The supplier’s written response to the House of Commons’ Business, Energy & Industrial Strategy (BEIS) committee’s ongoing inquiry into the energy crisis also says the spate of insolvencies over recent months has been “entirely predictable” due to the entry into the market of so many companies with “ill-thought-out loss leading strategies” and poor financial resilience.

The company, whose chief executive Keith Anderson is due to give oral evidence to the committee next week, criticises a failure to put in place an effective monitoring and oversight regime of the supply market.

This failure went hand in hand during recent years with a narrow focus on switching levels as the key measure of a healthy and successful energy retail market, it says.

The focus on switching was apparent in the BEIS department’s launch last July of a consultation on “new and complex” reforms intended to promote ‘opt-in’ and ‘opt-out’ switching, the response says: “This consultation was launched just as the energy crisis was getting underway with the steady progression of small suppliers entering insolvency, thereby leaving their customers to be picked up by suppliers that they had had no part in choosing and with the associated costs of this Supplier of Last Resort process having to be met by consumers across the market.

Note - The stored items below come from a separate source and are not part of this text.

PR #3395, opened 2020-08-07
Break the API types out into their own module

### LINKED ISSUE #3097: Moving APIs to separate package
**What did you do?**
I've attempted to use the Prometheus Golang types inside another operator and due to the fact that means I have to import all of `coreos/prometheus-operator` -- It results in some conflicts with my own dependencies.

It would be nice if the project could look into moving it's types out to a seperate repo so users that interact with the Golang Kubernetes APIs can reference them

Something similar to this: https://github.com/kubernetes/api

**Environment**
N/A

N/A

N/A

* Kubernetes cluster kind:
N/A

* Manifests:
N/A

* Prometheus Operator Logs:
N/A

I would be willing to do the work if this is something the team agrees with

matthiasr:
This allows others to import them without incurring all the dependencies
of the operator transitively, and avoid version conflicts with other
dependencies as much as possible.

Fixed #3097.


matthiasr:
Ah yes, thank you for the reminder. The problem is that `controller-gen` cannot deal with multiple modules very well:

```
/home/travis/gopath/src/github.com/prometheus-operator/prometheus-operator/tmp/bin/controller-gen object:headerFile=./.header \

	paths=./pkg/apis/monitoring/v1

Error: go [-e -json -compiled=true -test=false -export=false -deps=true -find=false -tags ignore_autogenerated -- ./pkg/apis/monitoring/v1]: exit status 1: go: directory pkg/apis/monitoring/v1 is outside main module
```

From manual testing, I think the solution is to exec controller-gen from inside the new module. It will take me some time to get to implementing that.

matthiasr:
After rebasing on top of #3432 the tests now passed!

s-urbaniak:
Nice, thank you! Small and tidy change :tada:

LGTM from my side, but I'd like to have another two eyes for verification, cc @prometheus-operator/prometheus-operator-reviewers

metalmatze (commented):
If it works I'm happy with it, haven't actually tried separating sub-packages into own packages. Cool! :+1:

carlpett:
I may be missing something here, but as an external consumer of these types, don't I still need to depend on the "main" prometheus-operator module in order to access the Kubernetes client types?

carlpett:
That's what I thought, but
```golang
import (
    "github.com/coreos/prometheus-operator/pkg/apis/monitoring/v1" // Separate module
    "github.com/coreos/prometheus-operator/pkg/client/versioned" // Not under pkg/apis?
)
```

If I want to eg have a watcher on a ServiceMonitor, I believe I need both those?

lilic:
We have this issue https://github.com/prometheus-operator/prometheus-operator/issues/3497 I believe it's related?

simonpasquier:
> If I want to eg have a watcher on a ServiceMonitor, I believe I need both those?

That's correct. This PR enables to consume the CRD structs without depending on the whole prometheus-operator code base but it didn't separate the client part.

carlpett:
Is this by design, or something to improve? Should I as a downstream consumer rather do autogeneration for the client bits?

s-urbaniak:
I think exporting the generated client should also be covered, not only the types, in my opinion we could make a follow-up PR exporting those bits too.

matthiasr:
Good catch, I didn't think about the client at all; we only use the type definitions to generate JSON that we apply separately.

“That there was so much focus on these switching workstreams at this point in time, rather than on taking steps to address the pressing issue of a weak market oversight regime, would seem to be indicative of a regulatory failing that had been some years in the making.

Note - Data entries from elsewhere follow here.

PR #3396, opened 2020-08-07
WIP pkg/listwatch: err out with multiple resource versions in List

s-urbaniak:
https://github.com/prometheus-operator/prometheus-operator/pull/3340 added a workaround to err out if multiple resource versions are reported from api server.

However the preceeding List function allows multiple resource versions to slip through.
This causes potential cascading failures.

Note: as #3340 this is not a final fix but a try to cause additional cascading failures due to different resource versions being reported by API server.

/cc @lilic @brancz @paulfantom @metalmatze

### DIFF
--- a/pkg/listwatch/listwatch.go
+++ b/pkg/listwatch/listwatch.go
@@ -159,6 +159,11 @@ func (mlw multiListerWatcher) List(options metav1.ListOptions) (runtime.Object, 
 			resourceVersions.Insert(metaObj.GetResourceVersion())
 		}
 	}
+
+	if len(resourceVersions) > 1 {
+		return nil, fmt.Errorf("list: expected resource version to have 1 part, got %d", len(resourceVersions))
+	}
+
 	// Combine the resource versions so that the composite Watch method can
 	// distribute appropriate versions to each underlying Watch func.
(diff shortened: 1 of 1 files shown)


s-urbaniak:
Note: this PR doesn't fix the issue the same way https://github.com/prometheus-operator/prometheus-operator/pull/3340 didn't fix it.

It is just the continuation of the #3340 workaround for situations where distinct resourceVersions are being reported at startup time of prom-operator from api server.

#3340 err'ed out in this edge case in Watch only with the hope that eventually api server will reach consensus and report just one resourceVersion.

However, what happens is that List does not err out, passing multiple / separated resourceVersions to the underlying api machinery code, causing cascading failures like missed reconciliations and underlying ParseUint errors not reaching a stable state.

With adding explicit error handling the hope is that we introduce the initial intention: err out as early as possible with the hope that the system will retry the List operation converging against a stable state.

I will execute a couple of e2e runs in the openshift test infrastructure and see if we can observe the initial intended converging behavior.

lilic:
@s-urbaniak can you do a PR to merge this into both 0.41 release and into master as they are both affected by this bug, thanks!

s-urbaniak:
@lilic definitely that is the plan :+1: please give me a little time to investigate if this actually hot-fixes the issue.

“With so many new entrant suppliers entering the GB energy retail market over the last few years, with ill-thought-out loss leading strategies and insufficient financial resilience, it was entirely predictable that there would be a further spate of insolvencies with the onset of sharp increases in global gas prices.”

The consultation welcomes last December’s announcement by the BEIS department that it would pause policy development on the consultation on opt-in and opt-out switching.

Scottish Power also says that the rigidity of the price cap framework has exacerbated the increase in global gas prices with significant negative knock-on impacts across the entire energy market.